▸ **DATA LISTING**:
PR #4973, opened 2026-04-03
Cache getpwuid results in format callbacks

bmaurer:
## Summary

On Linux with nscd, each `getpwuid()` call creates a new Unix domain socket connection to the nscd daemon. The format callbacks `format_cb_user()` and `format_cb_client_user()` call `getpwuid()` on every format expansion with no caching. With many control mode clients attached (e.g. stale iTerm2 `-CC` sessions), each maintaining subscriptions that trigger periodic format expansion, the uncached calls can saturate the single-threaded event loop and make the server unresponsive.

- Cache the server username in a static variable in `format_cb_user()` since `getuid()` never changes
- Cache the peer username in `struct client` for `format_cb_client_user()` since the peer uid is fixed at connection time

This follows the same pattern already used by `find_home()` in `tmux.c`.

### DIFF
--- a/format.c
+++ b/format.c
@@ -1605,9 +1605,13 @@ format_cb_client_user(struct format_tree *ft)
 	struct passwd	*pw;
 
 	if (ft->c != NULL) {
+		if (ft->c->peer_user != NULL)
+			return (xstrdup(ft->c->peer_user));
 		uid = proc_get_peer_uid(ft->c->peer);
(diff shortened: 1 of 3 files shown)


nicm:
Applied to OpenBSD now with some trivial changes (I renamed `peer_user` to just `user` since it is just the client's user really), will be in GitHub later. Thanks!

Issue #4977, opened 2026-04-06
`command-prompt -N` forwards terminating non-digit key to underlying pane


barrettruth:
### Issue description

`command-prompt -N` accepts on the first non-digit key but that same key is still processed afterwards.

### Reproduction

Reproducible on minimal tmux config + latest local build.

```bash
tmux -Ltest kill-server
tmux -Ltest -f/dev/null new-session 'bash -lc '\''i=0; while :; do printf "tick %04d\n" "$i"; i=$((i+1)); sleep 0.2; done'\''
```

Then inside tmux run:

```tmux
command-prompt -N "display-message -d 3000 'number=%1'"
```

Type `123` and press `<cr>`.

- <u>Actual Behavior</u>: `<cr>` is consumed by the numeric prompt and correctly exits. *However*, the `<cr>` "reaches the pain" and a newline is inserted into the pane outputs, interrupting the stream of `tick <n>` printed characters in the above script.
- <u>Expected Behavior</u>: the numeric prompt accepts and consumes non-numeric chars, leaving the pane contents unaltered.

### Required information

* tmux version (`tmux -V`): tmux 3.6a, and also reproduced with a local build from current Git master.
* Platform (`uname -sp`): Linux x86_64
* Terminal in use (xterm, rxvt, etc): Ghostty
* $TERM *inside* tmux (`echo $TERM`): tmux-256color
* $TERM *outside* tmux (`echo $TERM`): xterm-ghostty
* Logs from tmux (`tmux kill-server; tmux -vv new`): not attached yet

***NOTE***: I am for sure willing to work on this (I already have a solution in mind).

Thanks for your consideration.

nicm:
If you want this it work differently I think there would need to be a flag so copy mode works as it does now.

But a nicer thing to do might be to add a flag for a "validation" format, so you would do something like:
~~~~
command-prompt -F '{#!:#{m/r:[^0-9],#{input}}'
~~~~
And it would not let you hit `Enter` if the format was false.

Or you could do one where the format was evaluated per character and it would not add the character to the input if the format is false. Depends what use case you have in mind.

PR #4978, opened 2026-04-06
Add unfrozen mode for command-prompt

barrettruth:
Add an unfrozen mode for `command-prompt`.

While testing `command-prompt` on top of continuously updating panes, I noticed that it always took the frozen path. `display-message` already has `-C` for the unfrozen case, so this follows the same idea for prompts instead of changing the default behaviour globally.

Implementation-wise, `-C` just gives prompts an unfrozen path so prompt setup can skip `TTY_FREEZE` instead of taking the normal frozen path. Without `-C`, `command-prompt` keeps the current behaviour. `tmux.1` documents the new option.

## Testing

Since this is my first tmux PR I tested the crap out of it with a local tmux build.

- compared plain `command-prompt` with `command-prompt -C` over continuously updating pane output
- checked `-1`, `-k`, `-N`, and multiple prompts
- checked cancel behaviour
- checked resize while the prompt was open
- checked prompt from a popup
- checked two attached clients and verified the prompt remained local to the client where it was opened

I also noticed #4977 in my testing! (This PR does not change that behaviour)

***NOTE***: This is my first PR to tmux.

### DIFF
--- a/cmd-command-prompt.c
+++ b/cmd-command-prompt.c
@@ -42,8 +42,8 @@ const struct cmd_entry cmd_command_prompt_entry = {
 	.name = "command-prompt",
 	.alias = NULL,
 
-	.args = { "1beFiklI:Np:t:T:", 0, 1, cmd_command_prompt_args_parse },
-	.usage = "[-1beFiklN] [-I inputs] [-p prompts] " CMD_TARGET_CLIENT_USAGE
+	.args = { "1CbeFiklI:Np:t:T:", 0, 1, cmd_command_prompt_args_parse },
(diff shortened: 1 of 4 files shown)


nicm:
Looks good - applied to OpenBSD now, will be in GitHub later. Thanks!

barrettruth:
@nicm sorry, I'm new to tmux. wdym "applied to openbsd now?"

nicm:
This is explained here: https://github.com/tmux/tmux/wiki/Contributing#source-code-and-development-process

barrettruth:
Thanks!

--

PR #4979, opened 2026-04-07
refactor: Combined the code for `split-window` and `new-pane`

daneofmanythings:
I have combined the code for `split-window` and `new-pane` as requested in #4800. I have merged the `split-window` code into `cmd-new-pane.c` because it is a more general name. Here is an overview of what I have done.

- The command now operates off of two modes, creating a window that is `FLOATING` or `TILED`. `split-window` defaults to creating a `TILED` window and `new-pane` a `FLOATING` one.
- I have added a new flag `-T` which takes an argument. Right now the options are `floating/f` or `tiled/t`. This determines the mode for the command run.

▸ **EXERCISE BRIEF**:
Take exactly the lines from the one containing "### Issue description" through the one containing "not attached yet" in the data above, and output them with nothing added.

▸ **YOUR SOLUTION**:
### Issue description

`command-prompt -N` accepts on the first non-digit key but that same key is still processed afterwards.

### Reproduction

Reproducible on minimal tmux config + latest local build.

```bash
tmux -Ltest kill-server
tmux -Ltest -f/dev/null new-session 'bash -lc '\''i=0; while :; do printf "tick %04d\n" "$i"; i=$((i+1)); sleep 0.2; done'\''
```

Then inside tmux run:

```tmux
command-prompt -N "display-message -d 3000 'number=%1'"
```

Type `123` and press `<cr>`.

- <u>Actual Behavior</u>: `<cr>` is consumed by the numeric prompt and correctly exits. *However*, the `<cr>` "reaches the pain" and a newline is inserted into the pane outputs, interrupting the stream of `tick <n>` printed characters in the above script.
- <u>Expected Behavior</u>: the numeric prompt accepts and consumes non-numeric chars, leaving the pane contents unaltered.

### Required information

* tmux version (`tmux -V`): tmux 3.6a, and also reproduced with a local build from current Git master.
* Platform (`uname -sp`): Linux x86_64
* Terminal in use (xterm, rxvt, etc): Ghostty
* $TERM *inside* tmux (`echo $TERM`): tmux-256color
* $TERM *outside* tmux (`echo $TERM`): xterm-ghostty
* Logs from tmux (`tmux kill-server; tmux -vv new`): not attached yet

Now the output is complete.